Example from current model: IoU = 0.8826917247650803 Red box = ground truth, green box = prediction
The mAP is a metric for the accuracy of an object detection model. It is represented by the area under the curve when plotting the model’s precision against its recall. A correct prediction occurs if the IoU is greater than a specified threshold (YOLOv3 uses IoU > 0.6). The model’s precision is its proportion of true positives out of all of the images and its recall is the proportion of true positives out of the possible positives.
Below are graphs for our trained model after 5 epochs (mAP=0.01149) compared to after 20 epochs (mAP=0.8315).
To qualitatively assess our model, we are able to use OpenCV to draw our bounding boxes on top of the images. We can look at the visual accuracy of the bounding boxes as well as the consistency across many frames of a video (see our video summary).
Our main long term goal is for our model to identify different types of mobs. As of right now, the only object our model can detect is a chicken. We also could expand the model to identify different types of blocks as well (like finding trees). The other main goal is for our agent to detect multiple instances of the same mob in a single frame.
One challenge we have faced is overfitting our model.

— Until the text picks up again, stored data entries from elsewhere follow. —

PR #335, opened 2021-03-11
D8 un 360 b

DuttonMa:
- Bug fix to Drupal console 
- Pull latest version of date_facet_drilldown module as it correctly handles active year facets when duplicated by the facets_summary module

### DIFF
--- a/.lando.base.yml
+++ b/.lando.base.yml
@@ -35,6 +35,8 @@ services:
     hogfrom:
       - appserver
 tooling:
+  drupal:
+    cmd: "/app/vendor/bin/drupal --root=/app/web"
   xdebug-on:
     service: appserver
     description: Enable xdebug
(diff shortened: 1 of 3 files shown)


.lando.base.yml
```diff
@@ -35,6 +35,8 @@ services:
     hogfrom:
       - appserver
 tooling:
+  drupal:
+    cmd: "/app/vendor/bin/drupal --root=/app/web"
```
DuttonMa, line 39: I know that the Drupal console is being phased out - but we still have some Drupal console commands in Unity so don't want it to go just yet !

soda736 (approved):
LG

omahm (approved):
LG, I thought lando had Drupal console still as part of the recipe

DuttonMa:
> LG, I thought lando had Drupal console still as part of the recipe

Yes it does, but it wasn't working - this is a bug fix that I put in so that 'lando drupal' works correctly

Right now, our dataset is composed of different images of a single chicken in an empty flatworld. The only variation is the angle and the position (slightly) of the chicken. In the next few weeks, we will generate more images with varying sceneries and the chicken (or whichever mob we want to detect) in different distances. We also would like to experiment with more object detection models aside from YOLOv3 and Resnet.
We’ve created a data pipeline so that we don’t have to hand label each individual image. However, the most significant challenge we have encountered is Malmo’s colormap recording. Malmo colormap does not produce the cleanest images for the ground truth because it has slight variations in the pixel colors that border two different entities. This causes inaccuracy in our ground truth bounding box data. We plan to create an algorithm that converts the Malmo colormap image into a version that only has k pixel colors (where k is the number of different entities/blocks in the image) to produce better ground truth labels.
The biggest struggle we anticipate is the duration of time taken to train our models. Currently with our limited dataset, it takes several hours for us to train a decent model with a low enough error rate. We also foresee a problem with the size of our image files. We have been using 860x480 images which is considered to be a large file size for machine learning applications and will increase the time spent training. To circumvent this, we can rescale our images before detecting the bounding boxes and passing it into the model to train.